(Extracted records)
==============================

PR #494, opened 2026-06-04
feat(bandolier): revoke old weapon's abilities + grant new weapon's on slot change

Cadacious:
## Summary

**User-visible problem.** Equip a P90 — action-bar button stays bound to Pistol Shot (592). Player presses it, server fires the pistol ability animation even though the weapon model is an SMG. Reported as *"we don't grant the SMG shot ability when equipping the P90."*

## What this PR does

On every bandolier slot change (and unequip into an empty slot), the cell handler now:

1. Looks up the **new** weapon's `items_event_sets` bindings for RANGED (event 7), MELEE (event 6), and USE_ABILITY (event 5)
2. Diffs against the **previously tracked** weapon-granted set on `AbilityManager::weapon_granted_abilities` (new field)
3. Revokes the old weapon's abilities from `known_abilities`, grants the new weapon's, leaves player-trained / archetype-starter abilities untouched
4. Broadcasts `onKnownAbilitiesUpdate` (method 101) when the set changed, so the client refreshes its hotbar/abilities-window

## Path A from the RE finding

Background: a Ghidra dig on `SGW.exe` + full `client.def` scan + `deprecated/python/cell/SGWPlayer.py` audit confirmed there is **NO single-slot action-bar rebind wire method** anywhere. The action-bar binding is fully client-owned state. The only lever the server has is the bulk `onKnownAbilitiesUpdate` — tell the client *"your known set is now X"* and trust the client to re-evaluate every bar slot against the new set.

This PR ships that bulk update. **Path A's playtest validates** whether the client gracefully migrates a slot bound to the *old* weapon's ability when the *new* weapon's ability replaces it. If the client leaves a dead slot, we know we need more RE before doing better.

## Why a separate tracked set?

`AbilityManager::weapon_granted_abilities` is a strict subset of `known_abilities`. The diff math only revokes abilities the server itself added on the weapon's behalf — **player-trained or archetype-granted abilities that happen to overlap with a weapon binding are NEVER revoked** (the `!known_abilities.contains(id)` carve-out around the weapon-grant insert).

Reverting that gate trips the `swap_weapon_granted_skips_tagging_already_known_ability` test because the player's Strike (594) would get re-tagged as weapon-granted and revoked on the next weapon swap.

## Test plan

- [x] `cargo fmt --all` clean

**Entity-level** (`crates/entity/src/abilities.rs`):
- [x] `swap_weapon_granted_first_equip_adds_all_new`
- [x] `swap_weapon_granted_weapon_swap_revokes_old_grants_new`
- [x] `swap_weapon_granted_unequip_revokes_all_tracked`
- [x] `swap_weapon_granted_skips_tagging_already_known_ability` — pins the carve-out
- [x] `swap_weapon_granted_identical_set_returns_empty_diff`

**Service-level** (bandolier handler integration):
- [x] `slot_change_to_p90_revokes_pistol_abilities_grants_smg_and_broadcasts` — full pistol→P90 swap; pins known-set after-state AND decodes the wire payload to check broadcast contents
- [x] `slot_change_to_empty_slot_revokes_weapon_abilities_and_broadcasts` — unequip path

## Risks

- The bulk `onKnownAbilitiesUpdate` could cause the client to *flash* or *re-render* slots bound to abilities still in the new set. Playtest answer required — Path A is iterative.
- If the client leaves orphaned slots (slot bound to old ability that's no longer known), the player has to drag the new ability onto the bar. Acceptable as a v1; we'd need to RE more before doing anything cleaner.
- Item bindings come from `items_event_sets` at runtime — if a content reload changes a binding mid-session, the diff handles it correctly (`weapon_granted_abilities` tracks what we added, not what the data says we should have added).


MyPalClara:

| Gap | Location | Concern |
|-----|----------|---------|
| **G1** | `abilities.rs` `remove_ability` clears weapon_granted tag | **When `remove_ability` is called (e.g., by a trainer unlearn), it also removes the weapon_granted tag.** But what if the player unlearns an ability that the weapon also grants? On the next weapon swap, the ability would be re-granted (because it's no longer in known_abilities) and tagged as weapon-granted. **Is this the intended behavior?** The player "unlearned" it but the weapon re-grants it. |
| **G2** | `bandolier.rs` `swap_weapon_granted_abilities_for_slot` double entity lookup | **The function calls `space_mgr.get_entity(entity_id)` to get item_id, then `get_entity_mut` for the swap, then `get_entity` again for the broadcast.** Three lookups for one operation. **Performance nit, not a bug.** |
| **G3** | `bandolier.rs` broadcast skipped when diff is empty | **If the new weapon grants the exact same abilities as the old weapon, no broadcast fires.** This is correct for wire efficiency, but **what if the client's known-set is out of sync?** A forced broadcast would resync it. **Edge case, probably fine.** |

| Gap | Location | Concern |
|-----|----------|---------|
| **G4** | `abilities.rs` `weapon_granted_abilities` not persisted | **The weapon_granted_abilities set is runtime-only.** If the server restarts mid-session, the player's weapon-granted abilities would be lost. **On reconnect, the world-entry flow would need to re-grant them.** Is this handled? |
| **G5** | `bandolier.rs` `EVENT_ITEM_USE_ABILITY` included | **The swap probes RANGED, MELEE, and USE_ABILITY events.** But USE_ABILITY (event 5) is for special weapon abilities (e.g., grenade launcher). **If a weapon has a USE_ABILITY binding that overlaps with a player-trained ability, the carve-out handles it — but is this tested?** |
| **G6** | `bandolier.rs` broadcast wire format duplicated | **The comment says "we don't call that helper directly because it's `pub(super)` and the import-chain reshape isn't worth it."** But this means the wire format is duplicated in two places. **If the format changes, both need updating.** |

==============================

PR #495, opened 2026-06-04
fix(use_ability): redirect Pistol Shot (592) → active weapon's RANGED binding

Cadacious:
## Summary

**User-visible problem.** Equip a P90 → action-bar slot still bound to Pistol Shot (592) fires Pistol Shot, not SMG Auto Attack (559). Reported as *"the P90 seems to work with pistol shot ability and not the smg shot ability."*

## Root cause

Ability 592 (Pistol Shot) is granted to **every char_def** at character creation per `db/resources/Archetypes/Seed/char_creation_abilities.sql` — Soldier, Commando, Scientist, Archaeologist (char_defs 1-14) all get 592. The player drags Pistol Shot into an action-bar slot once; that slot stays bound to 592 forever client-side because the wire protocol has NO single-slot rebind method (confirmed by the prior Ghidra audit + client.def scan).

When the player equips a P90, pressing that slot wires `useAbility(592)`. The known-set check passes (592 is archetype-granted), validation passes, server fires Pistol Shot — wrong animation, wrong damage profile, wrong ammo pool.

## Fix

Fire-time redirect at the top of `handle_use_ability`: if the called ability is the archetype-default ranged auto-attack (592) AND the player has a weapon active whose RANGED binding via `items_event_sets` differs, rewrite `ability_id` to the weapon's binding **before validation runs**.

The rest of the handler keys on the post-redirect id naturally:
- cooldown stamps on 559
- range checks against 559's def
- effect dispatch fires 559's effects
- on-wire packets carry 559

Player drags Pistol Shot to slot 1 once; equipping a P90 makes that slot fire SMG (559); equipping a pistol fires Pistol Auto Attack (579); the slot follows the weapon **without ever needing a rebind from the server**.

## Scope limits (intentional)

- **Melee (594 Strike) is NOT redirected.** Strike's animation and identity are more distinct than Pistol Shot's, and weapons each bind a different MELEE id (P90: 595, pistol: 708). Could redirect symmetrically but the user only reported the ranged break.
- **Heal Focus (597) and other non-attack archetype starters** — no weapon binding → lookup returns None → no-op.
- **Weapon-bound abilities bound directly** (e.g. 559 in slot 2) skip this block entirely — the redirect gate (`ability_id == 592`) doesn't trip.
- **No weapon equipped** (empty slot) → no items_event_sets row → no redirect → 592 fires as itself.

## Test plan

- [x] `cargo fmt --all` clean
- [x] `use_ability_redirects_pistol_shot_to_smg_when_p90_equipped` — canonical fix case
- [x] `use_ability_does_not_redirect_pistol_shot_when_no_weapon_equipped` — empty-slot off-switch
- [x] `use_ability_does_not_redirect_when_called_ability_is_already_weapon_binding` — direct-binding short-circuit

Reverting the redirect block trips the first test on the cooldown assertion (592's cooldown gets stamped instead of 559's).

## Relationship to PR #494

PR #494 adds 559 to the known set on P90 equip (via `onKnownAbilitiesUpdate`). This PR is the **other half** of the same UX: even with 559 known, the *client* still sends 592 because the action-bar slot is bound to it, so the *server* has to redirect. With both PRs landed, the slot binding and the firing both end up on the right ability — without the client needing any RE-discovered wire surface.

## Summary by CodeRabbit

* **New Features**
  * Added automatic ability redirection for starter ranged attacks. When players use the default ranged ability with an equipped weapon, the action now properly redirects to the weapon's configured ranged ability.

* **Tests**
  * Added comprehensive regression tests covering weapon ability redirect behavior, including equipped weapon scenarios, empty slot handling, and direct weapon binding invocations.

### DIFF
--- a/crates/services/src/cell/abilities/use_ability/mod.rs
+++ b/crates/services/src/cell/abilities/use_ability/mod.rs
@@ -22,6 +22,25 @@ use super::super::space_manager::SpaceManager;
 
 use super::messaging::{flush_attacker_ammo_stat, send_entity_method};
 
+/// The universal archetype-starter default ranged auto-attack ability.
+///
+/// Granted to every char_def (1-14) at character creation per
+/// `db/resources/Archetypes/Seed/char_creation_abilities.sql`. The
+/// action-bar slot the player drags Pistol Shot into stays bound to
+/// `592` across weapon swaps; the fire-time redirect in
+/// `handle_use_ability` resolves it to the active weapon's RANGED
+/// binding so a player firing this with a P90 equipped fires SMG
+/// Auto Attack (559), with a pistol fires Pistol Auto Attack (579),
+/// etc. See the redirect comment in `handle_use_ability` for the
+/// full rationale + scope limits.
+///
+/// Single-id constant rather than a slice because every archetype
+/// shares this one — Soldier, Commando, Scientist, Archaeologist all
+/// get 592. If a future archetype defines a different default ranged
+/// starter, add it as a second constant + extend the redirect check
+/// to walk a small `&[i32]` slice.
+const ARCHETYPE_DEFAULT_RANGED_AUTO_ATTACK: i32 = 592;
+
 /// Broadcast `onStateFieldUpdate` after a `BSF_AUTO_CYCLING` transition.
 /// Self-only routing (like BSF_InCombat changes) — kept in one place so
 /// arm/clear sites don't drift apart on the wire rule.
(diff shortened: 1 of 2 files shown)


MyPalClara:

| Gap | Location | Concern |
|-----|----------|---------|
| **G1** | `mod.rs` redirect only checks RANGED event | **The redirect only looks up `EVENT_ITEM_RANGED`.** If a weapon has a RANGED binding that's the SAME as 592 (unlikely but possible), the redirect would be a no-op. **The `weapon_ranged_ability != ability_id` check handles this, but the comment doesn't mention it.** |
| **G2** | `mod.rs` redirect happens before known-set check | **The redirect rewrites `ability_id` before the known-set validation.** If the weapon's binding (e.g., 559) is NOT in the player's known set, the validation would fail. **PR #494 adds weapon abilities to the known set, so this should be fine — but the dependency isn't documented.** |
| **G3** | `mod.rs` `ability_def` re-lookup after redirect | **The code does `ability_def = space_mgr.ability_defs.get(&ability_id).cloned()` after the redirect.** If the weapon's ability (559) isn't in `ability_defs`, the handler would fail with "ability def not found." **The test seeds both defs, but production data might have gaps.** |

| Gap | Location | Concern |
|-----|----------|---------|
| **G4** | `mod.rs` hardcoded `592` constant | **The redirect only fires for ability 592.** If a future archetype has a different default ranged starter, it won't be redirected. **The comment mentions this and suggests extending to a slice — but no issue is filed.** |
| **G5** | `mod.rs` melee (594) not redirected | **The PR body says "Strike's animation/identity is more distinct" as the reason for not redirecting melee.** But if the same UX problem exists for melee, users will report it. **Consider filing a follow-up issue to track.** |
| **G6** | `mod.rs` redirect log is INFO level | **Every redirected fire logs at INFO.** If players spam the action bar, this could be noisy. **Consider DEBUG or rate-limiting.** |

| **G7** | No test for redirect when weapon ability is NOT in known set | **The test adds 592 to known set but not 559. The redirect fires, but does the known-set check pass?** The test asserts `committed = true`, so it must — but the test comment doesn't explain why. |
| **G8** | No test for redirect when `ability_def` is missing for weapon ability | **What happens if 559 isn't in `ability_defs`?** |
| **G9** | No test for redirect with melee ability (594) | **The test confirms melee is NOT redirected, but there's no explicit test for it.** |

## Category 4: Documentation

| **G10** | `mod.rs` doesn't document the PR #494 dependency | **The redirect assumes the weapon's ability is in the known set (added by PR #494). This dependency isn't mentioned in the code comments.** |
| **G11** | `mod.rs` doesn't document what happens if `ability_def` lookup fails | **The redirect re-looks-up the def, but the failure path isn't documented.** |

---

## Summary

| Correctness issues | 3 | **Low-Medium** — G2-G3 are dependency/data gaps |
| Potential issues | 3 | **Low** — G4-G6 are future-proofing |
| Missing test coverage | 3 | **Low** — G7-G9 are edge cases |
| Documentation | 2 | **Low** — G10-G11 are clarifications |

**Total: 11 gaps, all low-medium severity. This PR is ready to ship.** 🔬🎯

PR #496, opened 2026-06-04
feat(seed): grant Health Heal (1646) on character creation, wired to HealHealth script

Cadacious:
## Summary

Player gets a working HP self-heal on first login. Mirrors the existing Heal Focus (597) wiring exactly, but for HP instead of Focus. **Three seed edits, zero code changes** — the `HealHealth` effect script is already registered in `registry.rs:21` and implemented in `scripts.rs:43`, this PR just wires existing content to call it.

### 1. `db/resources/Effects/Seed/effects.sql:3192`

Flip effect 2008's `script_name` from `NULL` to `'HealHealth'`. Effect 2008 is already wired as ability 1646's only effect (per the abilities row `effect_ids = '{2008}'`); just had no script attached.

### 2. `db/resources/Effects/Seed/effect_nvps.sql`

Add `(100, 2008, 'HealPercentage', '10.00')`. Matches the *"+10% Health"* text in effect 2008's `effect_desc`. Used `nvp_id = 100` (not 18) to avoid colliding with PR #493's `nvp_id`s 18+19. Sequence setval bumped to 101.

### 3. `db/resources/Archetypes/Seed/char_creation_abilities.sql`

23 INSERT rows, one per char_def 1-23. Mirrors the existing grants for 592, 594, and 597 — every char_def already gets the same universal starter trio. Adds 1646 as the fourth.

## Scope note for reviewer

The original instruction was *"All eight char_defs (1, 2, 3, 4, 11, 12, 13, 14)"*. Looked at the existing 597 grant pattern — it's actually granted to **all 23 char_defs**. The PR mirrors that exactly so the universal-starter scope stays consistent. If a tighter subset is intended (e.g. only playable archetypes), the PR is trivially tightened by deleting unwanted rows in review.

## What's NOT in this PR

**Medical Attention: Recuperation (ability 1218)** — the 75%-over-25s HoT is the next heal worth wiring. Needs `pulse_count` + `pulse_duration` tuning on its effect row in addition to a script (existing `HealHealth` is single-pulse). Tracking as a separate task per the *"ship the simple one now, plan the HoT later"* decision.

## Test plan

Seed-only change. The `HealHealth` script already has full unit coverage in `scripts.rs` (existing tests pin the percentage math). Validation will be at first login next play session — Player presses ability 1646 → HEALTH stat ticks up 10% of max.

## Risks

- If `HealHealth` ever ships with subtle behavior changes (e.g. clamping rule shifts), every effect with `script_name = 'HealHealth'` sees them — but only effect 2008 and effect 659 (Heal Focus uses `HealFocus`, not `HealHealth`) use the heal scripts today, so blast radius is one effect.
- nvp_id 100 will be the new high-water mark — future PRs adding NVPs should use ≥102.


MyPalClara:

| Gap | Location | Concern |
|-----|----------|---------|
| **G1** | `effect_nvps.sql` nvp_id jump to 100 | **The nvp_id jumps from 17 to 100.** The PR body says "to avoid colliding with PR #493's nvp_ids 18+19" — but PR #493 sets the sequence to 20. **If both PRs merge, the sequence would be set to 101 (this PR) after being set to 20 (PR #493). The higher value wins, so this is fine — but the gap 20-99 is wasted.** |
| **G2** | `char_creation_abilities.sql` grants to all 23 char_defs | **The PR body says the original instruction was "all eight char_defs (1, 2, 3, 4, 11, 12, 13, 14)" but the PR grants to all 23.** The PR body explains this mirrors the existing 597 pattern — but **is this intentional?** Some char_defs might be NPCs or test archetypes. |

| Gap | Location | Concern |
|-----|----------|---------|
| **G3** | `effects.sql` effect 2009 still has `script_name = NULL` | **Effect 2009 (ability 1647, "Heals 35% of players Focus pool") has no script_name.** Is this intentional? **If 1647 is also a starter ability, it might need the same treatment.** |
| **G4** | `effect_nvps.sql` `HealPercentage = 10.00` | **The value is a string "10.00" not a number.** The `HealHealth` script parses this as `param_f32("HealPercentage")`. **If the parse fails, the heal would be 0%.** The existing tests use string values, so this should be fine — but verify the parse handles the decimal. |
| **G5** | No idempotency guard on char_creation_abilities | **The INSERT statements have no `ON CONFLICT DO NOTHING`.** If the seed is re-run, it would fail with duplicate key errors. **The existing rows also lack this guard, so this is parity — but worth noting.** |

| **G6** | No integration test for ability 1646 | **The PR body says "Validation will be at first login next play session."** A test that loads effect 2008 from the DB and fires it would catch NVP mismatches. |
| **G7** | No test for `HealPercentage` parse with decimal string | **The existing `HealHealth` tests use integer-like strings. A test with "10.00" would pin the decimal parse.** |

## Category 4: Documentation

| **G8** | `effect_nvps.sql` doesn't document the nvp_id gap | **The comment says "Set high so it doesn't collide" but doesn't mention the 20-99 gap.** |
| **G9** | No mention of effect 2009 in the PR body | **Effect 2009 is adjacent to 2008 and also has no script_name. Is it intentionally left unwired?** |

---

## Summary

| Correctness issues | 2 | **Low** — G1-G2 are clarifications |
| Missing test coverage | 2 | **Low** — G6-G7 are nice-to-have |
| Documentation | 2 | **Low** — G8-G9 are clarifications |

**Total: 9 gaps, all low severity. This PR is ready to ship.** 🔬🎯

==============================

## TASK BRIEF
Identify how many lines in the entries above include the string "Scientist", then state that number alone.

## ANSWER AREA
2